> **TRY IT**: Look through the listing below for the string "that". Show each line where it occurs.

> **DATA PROVIDED**:
-- Opening Marker --

PR #3, opened 2022-07-19
Feature/surrogate

mzf0069:
"SurrogateFunction" class constructs a surrogate to approximate a real function based on the basis function chosen for the surrogate and level of approximation.


smolyay/grid.py
```diff
@@ -0,0 +1,458 @@
...
+        self._levels = self._nested_basis_set.levels
+
+    @property
+    def nested_basis_set(self):
+        """:class:`NestedBasisSet`: Nested basis set (data structure)."""
+        return self._nested_basis_set
+
+    @nested_basis_set.setter
+    def nested_basis_set(self, nested_basis_set):
+        self._nested_basis_set = nested_basis_set
```
mphoward, line 135: You can remove these if you put them in the parent class.

smolyay/grid.py
```diff
@@ -0,0 +1,458 @@
...
+
+    def indices(self, dimension, expand_indicy=[], drop_indicy=[]):
```
mphoward, line 137: We talked about removing the expand/drop here. Can you make that simplification before review?

smolyay/grid.py
```diff
@@ -0,0 +1,458 @@
...
+
+        Update the grid points (and their integers), basis functions and
+        indicies.
+
+        Parameters
+        ----------
+        dimension: int
+            Number of independent variables.
+        """
+        self._dimension = dimension
```
mphoward, line 221: Dimension should not be an attribute, it is only used during the `__call__`.

smolyay/grid.py
```diff
@@ -0,0 +1,458 @@
...
+        -------
+        :class:`SmolyakGrid`
+            Grid points (and their indexes),their corresponding functions and
+            indices.
+        """
+        self._dimension = dimension
+        self._update(self._dimension)
+
+        return SmolyakGrid(self._grid_points_indexes, self._grid_points,
+                           self._grid_points_basis, self._indices)
```
mphoward, line 208: Similarly here, you should not be saving these into attributes. Get rid of `_update`, and put those implementation parts here. These should be local variables that you use to return this grid.

smolyay/grid.py
```diff
@@ -0,0 +1,458 @@
...
+        self._grid_points_indexes = list(itertools.product(
+            *[points_indexes for point in range(self._dimension)]))
+        self._grid_points_indexes = list(map(list, self._grid_points_indexes))
+        self._grid_points = numpy.array(self._points
+                                        )[numpy.array(self._grid_points_indexes
+                                                      )].tolist()
+        self._grid_points_basis = (numpy.array(self._basis)[
+            numpy.array(self._grid_points_indexes)].tolist())
+        return IndexGrid(self._grid_points_indexes, self._grid_points,
+                         self._grid_points_basis)
```
mphoward, line 304: Same here, no need to store these in attributes.

smolyay/grid.py
```diff
@@ -0,0 +1,458 @@
...
+    """Grid points for interpolation.
+
+    Depending on the approach and dimensionality
+    , a set of grid points, and their corresponding
+    basis functions are generated. These grid points
+    and functions can then be then used for approximation
+    of complex systems.
+    """
+
+    def __init__(self):
```
mphoward, line 20: I think you should add a `basis_set` argument here, save it to `self._basis_set`, then expose it as the `basis_set` property. All classes are likely to use it.

smolyay/grid.py
```diff
@@ -0,0 +1,458 @@
...
+    Parameters
+    ----------
+    basis_set: :class:`BasisFunctionSet`
+        points, basis functions and levels.
+    """
+
+    def __init__(self, basis_set):
+        self._basis_set = basis_set
+        self._points = self._basis_set.points
+        self._basis = self._basis_set.basis_functions
```
mphoward, line 272: It would be better to just access these from `self._basis_set`, as it is duplicative to copy them.

smolyay/grid.py
```diff
@@ -0,0 +1,458 @@
...
+        self._grid_points = numpy.array(self._points
+                                        )[numpy.array(self._grid_points_indexes
+                                                      )].tolist()
+        self._grid_points_basis = (numpy.array(self._basis)[
+            numpy.array(self._grid_points_indexes)].tolist())
+        return IndexGrid(self._grid_points_indexes, self._grid_points,
+                         self._grid_points_basis)
+
+
+class IndexGrid():
```
mphoward, line 307:
```suggestion
class IndexGrid:
```

smolyay/surrogate.py
```diff
@@ -0,0 +1,540 @@
...
+
+        # (C)
+        h += 1
+        t = r[h-1]
+        r[h-1] = 0
+        r[0] = t-1
+        r[h] += 1
+        yield list(r) if include_zero else (numpy.array(r)+1).tolist()
+
+########################################################################
```
mphoward, line 233: I think this is duplicated from above? If so, remove.

mphoward (changes requested):

smolyay/grid.py
mzf0069: The point of this method was first storing the levels (which is also in data structure), and expanding or dropping levels. Since, we are simplifying it for now, I don't see any reason to keep this.

smolyay/surrogate.py
mphoward: Why do you need it here if it is also in `grid.py`? If the code is the same, it should only be in one spot.

smolyay/grid.py
```diff
@@ -0,0 +1,362 @@
+
+import abc
+import numpy
+from smolyay.basis import (BasisFunction, ChebyshevFirstKind,
+                           BasisFunctionSet, NestedBasisFunctionSet)
+import itertools
```
mphoward, line 6: Per PEP8, import order should be core libraries, third party libraries, then your application, with a line break between these groups.
```suggestion
import abc
import itertools

import numpy

from smolyay.basis import (BasisFunction, ChebyshevFirstKind,
                           BasisFunctionSet, NestedBasisFunctionSet)
```

smolyay/grid.py
```diff
@@ -0,0 +1,362 @@
...
+
+    Depending on the approach and dimensionality
+    , a set of grid points, and their corresponding
+    basis functions are generated. These grid points
+    and functions can then be then used for approximation
+    of complex systems.
+    """
+
+    def __init__(self, basis_set):
+        self._basis_set = basis_set
```
mphoward, line 20: If you do it this way, it will trigger the setter (in case there is anything special you want the setter to do)
```suggestion
        self.basis_set = basis_set
```

smolyay/grid.py
```diff
@@ -0,0 +1,362 @@
...
+        (:class:`ChebyshevFunction`, :class:`ChebyshevFunction`),
+        (:class:`ChebyshevFunction`, :class:`ChebyshevFunction`),
+        (:class:`ChebyshevFunction`, :class:`ChebyshevFunction`)]
+
+    """
+
+    def __init__(self, nested_basis_set):
+        super().__init__(nested_basis_set)
+        self._nested_basis_set = nested_basis_set
+        self._levels = self._nested_basis_set.levels
```
mphoward, line 131: The levels will be in the nested basis set, so you don't need it. Also, use the same notation as the parent constructor, but document the required type of the argument and error check it:
```suggestion
    def __init__(self, basis_set):
        super().__init__(basis_set)
        if not isinstance(self.basis_set, NestedBasisSet):
            raise TypeError('Basis set must be nested for Smolyak grid')
```

smolyay/grid.py
```diff
@@ -0,0 +1,362 @@
...
+        Returns
+        -------
+        :class:`SmolyakGrid`
+            Grid points (and their indexes),their corresponding functions and
+            levels.
+        """
+        grid_points_indexes = None
+        levels = []
+        for sum_of_levels in range(dimension,
+                                   dimension+len(self._levels)):
```
mphoward, line 155:
```suggestion
                                   dimension+len(self._basis_set.levels)):
```

smolyay/surrogate.py
```diff
@@ -0,0 +1,469 @@
+import numpy
+
+
+class SmolyakGrid:
```
mphoward, line 4: Shouldn't this class be removed now that there's a generator in the `grid` module?

Similarly, is there anything in `smolyak.py` that hasn't been moved somewhere else already? I think `smolyak.py` can now be removed too.

mphoward (changes requested):

smolyay/grid.py
```diff
@@ -0,0 +1,396 @@
...
+                        (grid_points_indexes,
+                         grid_points_indexes_), axis=0)
+        # make integer grids, levels, grid points and basis functions
+        grid_points_indexes = grid_points_indexes.tolist()
+        level_lookup = {point: level for level, points in
+                        enumerate(self._basis_set.levels) for point in points}
+        levels = numpy.array([level_lookup[index] for index in
+                              numpy.concatenate(grid_points_indexes)]
+                             ).reshape((len(grid_points_indexes),
+                                        dimension)).tolist()
```
mphoward, line 214: Is this casting and reshaping necessary, or could it be done like:
```
levels = [[level_lookup[index] for index in indexes] for indexes in grid_point_indexes]
```
?

smolyay/grid.py
```diff
@@ -0,0 +1,396 @@
...
+        grid_points = numpy.array(self._basis_set.points
+                                  )[numpy.array(grid_points_indexes)].tolist()
+        grid_points_basis = numpy.array(self._basis_set.basis_functions)[
+            numpy.array(grid_points_indexes)].tolist()
```
mphoward, line 218: I'm a little nervous about using `numpy.array` here because the basis functions are objects. Could you instead do:
```
grid_points_basis = [[self._basis_set.basis_functions[index] for index in indexes] for indexes in grid_points_indexes]
```
as above?

Maybe it would actually make sense to do this all in a loop that appends to `levels`, `grid_points`, and `grid_points_basis` like:
```
levels = []
grid_points = []
grid_points_basis = []
for indexes in grid_points_indexes:
    levels.append([level_lookup[index] for index in indexes])
    grid_points.append([self._basis_set.points[index] for index in indexes])
    grid_points_basis.append([self._basis_set.basis_functions[index] for index in indexes])
```

smolyay/grid.py
```diff
@@ -0,0 +1,396 @@
...
+        points_indexes = numpy.arange(len(self._basis_set.points))
+        # make integer grids, grid points and basis functions
+        grid_points_indexes = list(itertools.product(
+            *[points_indexes for point in range(dimension)]))
+        grid_points_indexes = list(map(list, grid_points_indexes))
+        grid_points = numpy.array(self._basis_set.points
+                                  )[numpy.array(grid_points_indexes
+                                                )].tolist()
+        grid_points_basis = (numpy.array(self._basis_set.basis_functions)[
+            numpy.array(grid_points_indexes)].tolist())
```
mphoward, line 266: Same comment here about how these are generated.

smolyay/grid.py
```diff
@@ -0,0 +1,396 @@
...
+        Returns
+        -------
+        :class:`IndexGrid`
+            Grid points (and their indexes),their corresponding functions.
+        """
+        points_indexes = numpy.arange(len(self._basis_set.points))
+        # make integer grids, grid points and basis functions
+        grid_points_indexes = list(itertools.product(
+            *[points_indexes for point in range(dimension)]))
+        grid_points_indexes = list(map(list, grid_points_indexes))
```
mphoward, line 261: What is going on with list and map here? Is it because you need to make a list of lists?

smolyay/grid.py
```diff
@@ -0,0 +1,396 @@
...
+        """list: Grid points' indexes."""
+        return self._indexes
+
+    @property
+    def points(self):
+        """list: Grid points."""
+        return self._points
+
+    @property
+    def basis(self):
```
mphoward, line 300: Should you call this `basis_functions` for consistency with those sets?

tests/grid_test.py
```diff
@@ -0,0 +1,214 @@
...
+def test_error_basis_set_type():
+    """Test if raise TypeError works for IndexGridGenerator."""
+    basis_set = "not a BasisFunctionSet"
+    with pytest.raises(TypeError):
+        IndexGridGenerator(basis_set)
+
+
+def test_error_nested_basis_set_type():
+    """Test if raise TypeError works for SmolyakGridGenerator."""
+    basis_set = "not a NestedBasisFunctionSet"
```
mphoward, line 19: It would be a better test to use a regular `BasisFunctionSet` here rather than a string, as that would be a potential common mistake.

tests/grid_test.py
```diff
@@ -0,0 +1,214 @@
...
+
+def test_smolyak_levels_one_dimension():
+    """Test levels of the grid points. in one dimension."""
+    test_nested_basis_set = ChebyshevFirstKind.make_nested_set(3)
+    test_class = SmolyakGridGenerator(test_nested_basis_set)
+    expected_levels = [[0], [1], [1], [2], [2], [3], [3], [3], [3]]
+    assert test_class(1).levels == expected_levels
+
+
+def test_smolyak_levels():
```
mphoward, line 53: It might make sense to test the indexes, levels, etc. all in one test function, so you don't have to jump around as much reading. It's OK for tests to make multiple assertions.

mphoward (changes requested):
This is looking great! Here are a couple suggestions and requested changes.

smolyay/grid.py
mzf0069: It could be done. I was just trying to avoid having two for loops.

smolyay/grid.py
mzf0069: Same here. I was trying to avoid having two for loops.

smolyay/grid.py
mzf0069: Yes. the list(itertools.product) generates list of tuples.

smolyay/grid.py
mphoward: I think this is such a negligible performance thing, you should go with the append loop structure I suggested. It is more readable and avoids using NumPy arrays on an object

smolyay/grid.py
```diff
@@ -0,0 +1,395 @@
...
+        """
+        points_indexes = numpy.arange(len(self._basis_set.points))
+        # make integer grids, grid points and basis functions
+        grid_points_indexes = list(itertools.product(
+            *[points_indexes for point in range(dimension)]))
+        grid_points_indexes = list(map(list, grid_points_indexes))
+        grid_points = [[self._basis_set.points[index] for index in indexes] for
+                       indexes in grid_points_indexes]
+        grid_points_basis = [[self._basis_set.basis_functions[index] for index
+                              in indexes] for indexes in grid_points_indexes]
```
mphoward, line 265: I would suggest a similar change here as above.

mphoward (changes requested):
Just a couple small things and then I'm good with this!

mphoward (approved):
Looks good to me!

mphoward:
@mzbush adding you as a reviewer for these changes and tests

smolyay/grid.py
```diff
@@ -0,0 +1,400 @@
...
+    ``basis_set`` is a :class:`NestedBasisFunctionSet` which contains
+    one-dimensional nested points (points at each level of approximation
+    contains the points from all previous levels of approximations), their
+    corresponding basis functions, and levels, which indicates
+    levels each constituent basis function was taken from.
+    At this point, all the data extracted from ``basis_set``
+    are unidimensional.
+
+    For a given number of independent variables (``dimension``), the
+    Smolyak method of sparse sampling, creates grid points, and their
```
mzbush, line 74:
```suggestion
    Smolyak method of sparse sampling creates grid points, and their
```

smolyay/grid.py
```diff
@@ -0,0 +1,400 @@
...
+import numpy
+
+from smolyay.basis import (BasisFunctionSet, NestedBasisFunctionSet)
+
+
+class IndexGridGenerator(abc.ABC):
+    """Grid points for making a surrogate.
+
+    Depending on the approach and dimensionality
+    , a set of grid points, and their corresponding
```
mzbush, line 13:
```suggestion
    Depending on the approach and dimensionality,
    a set of grid points, and their corresponding
```

smolyay/grid.py
```diff
@@ -0,0 +1,400 @@
...
+    For instance:
+    ..math::
+        if n = 2 and \mu = 1, then:
+            if \sum_{1}^{n} k_i = 2:
+                (k_1 = 1, k_2 = 1)
+            if \sum_{i=1}^{n} k_i = 3:
+                (k_1 = 1, k_2 = 2)
+                (k_1 = 2, k_2 = 1)
+
+    An object of this class, generates the indexes of
```
mzbush, line 105:
```suggestion
    An object of this class generates the indexes of
```

smolyay/grid.py
```diff
@@ -0,0 +1,400 @@
...
+    replaced with indexes based on the points' distribution at each
+    indicy, determined by levels (each indicy is the index of the levels,
+    extracted from ``basis_set``). Then, grid points' indexes are
+    generated by making all combinations of indexes for
+    each combination of levels.
+
+    Once grid points' indexes are generated, actual grid points
+    and their corresponding basis functions can be made by simply replacing
+    the indexes with their corresponding points and basis functions.
+    multi-dimensional levels (levels' indexes each basis function was taken
```
mzbush, line 118:
```suggestion
    Multi-dimensional levels (levels' indexes each basis function was taken
```

mzbush (approved):

cakieslich (approved):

-- Closing Marker --

> **SOLUTION TO THE PROBLEM**:
mphoward, line 137: We talked about removing the expand/drop here. Can you make that simplification before review?
mphoward, line 208: Similarly here, you should not be saving these into attributes. Get rid of `_update`, and put those implementation parts here. These should be local variables that you use to return this grid.
mphoward, line 4: Shouldn't this class be removed now that there's a generator in the `grid` module?
Similarly, is there anything in `smolyak.py` that hasn't been moved somewhere else already? I think `smolyak.py` can now be removed too.
Maybe it would actually make sense to do this all in a loop that appends to `levels`, `grid_points`, and `grid_points_basis` like:
mphoward, line 19: It would be a better test to use a regular `BasisFunctionSet` here rather than a string, as that would be a potential common mistake.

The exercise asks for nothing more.